🤖 AI Summary
Current large language model (LLM) agents lack verifiability, debuggability, and auditability, and relying solely on the accuracy of final answers fails to reveal their underlying reasoning. To address this, this work proposes the first unified provenance framework for LLM agents, systematically modeling causal relationships in tool usage, memory access, and environmental interactions. It introduces a comprehensive provenance taxonomy encompassing source, granularity, representation format, and trust functions. By integrating provenance-aware representation modeling, evidence attribution, runtime safeguards, provenance-informed memory management, and trajectory observability analysis, the study shifts the evaluation paradigm from outcome correctness to process accountability. The framework consolidates existing benchmarks to define a clear pathway for process-level trustworthiness assessment and highlights key challenges, including standardized trajectory schemas, semantic-level provenance, and privacy-preserving auditing.
📝 Abstract
Large language model (LLM)-based agents increasingly solve complex tasks by interacting with external tools, retrieval systems, memory modules, environments, and other agents. These capabilities expand agent autonomy, but also make agent behavior harder to verify, debug, and audit. Final-answer accuracy alone cannot explain how an output was produced, which evidence supported each claim, whether tool calls were justified, how memory influenced later decisions, or where execution failures originated.
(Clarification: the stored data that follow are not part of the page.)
PR #1570, opened 2014-08-06
When user drags inactive object, make sure he won't scale it instead

pjanik:
To replicate the issue using current release of FabricJS:
1. Open http://fabricjs.com/.
2. Move your mouse pointer **exactly** to the corner of a red rectangle.
3. Do **not** select the rectangle, note that 'move' cursor is visible.
4. Drag the rectangle.

I would expect that object would be moved, but instead it's scaled, as exactly under the mouse pointer there is a control point (invisible at the beginning, until the object is selected).

The problem seems to be here:
https://github.com/kangax/fabric.js/blob/818ab118b30a9205a0e57620452b08bb8f5f18cc/src/mixins/canvas_events.mixin.js#L414-L415

`_findTargetCorner` checks whether the target is active (what makes sense). It's called twice, once in `_beforeTransform` and the second time in `_setupCurrentTransform`. However the target is activated in the meantime, in `_beforeTransform`. So the second call to `_findTargetCorner` actually returns corner and scaling is being activated. I've just moved target activation out of `_beforeTransform` and it seems to fix the problem for me. These functions are used only in this context, so hopefully it's not a risky change.

Regards,
Piotr

### DIFF
--- a/src/mixins/canvas_events.mixin.js
+++ b/src/mixins/canvas_events.mixin.js
@@ -413,6 +413,11 @@
       if (target && target.selectable && !shouldGroup) {
         this._beforeTransform(e, target);
         this._setupCurrentTransform(e, target);
+        // activate object after transform setup to make sure that corners detection is valid
+        if (target !== this.getActiveGroup() && target !== this.getActiveObject()) {
+          this.deactivateAll();
+          this.setActiveObject(target, e);
+        }
       }
       // we must renderAll so that active image is placed on the top canvas
       shouldRender && this.renderAll();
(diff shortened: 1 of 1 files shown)


KJTsanaktsidis:
I agree with @pjanik; I would find it surprising if I could resize an object that I had not selected.

pjanik:
Yeap, I still feel the same after couple of months... This can be considered as a matter of taste though.

But the fact that I **can't** move small object (as I always resize it instead) is an obvious problem / bug to me and it's pretty annoying in practice.

asturur:
I was thinking again about this, i'm sure @pjanik is right.
An object that is smaller than twice the size of control is never draggabale.
And this is not normal - right.

asturur:
replaced by #2907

Evidence tracing and execution provenance address this gap by modeling how retrieved evidence, tool outputs, memory items, environment observations, intermediate claims, actions, and final answers are connected throughout agent execution. This survey provides a systematic review and conceptual framework for evidence tracing and execution provenance in LLM agents. We organize related work around a unified provenance perspective that connects retrieval grounding, claim support, tool-use safety, memory lineage, observability, debugging, audit, and recovery. We introduce a taxonomy covering trace sources, evidence and execution units, provenance relations, tracing granularity and timing, representation forms, and trust functions. We review key methodological directions, including provenance representation, evidence attribution, tool-use provenance, runtime guardrails, provenance-bearing memory, trace-based observability, and failure diagnosis. We also map existing benchmarks, datasets, and evaluation metrics to provenance-related capabilities, and discuss how evaluation can move from final-answer correctness toward process-level accountability. Finally, we outline open challenges, including unified trace schemas, claim-level and semantic provenance, provenance-aware safety mechanisms, realistic execution-trace benchmarks, recovery-oriented evaluation, and privacy-aware audit infrastructure.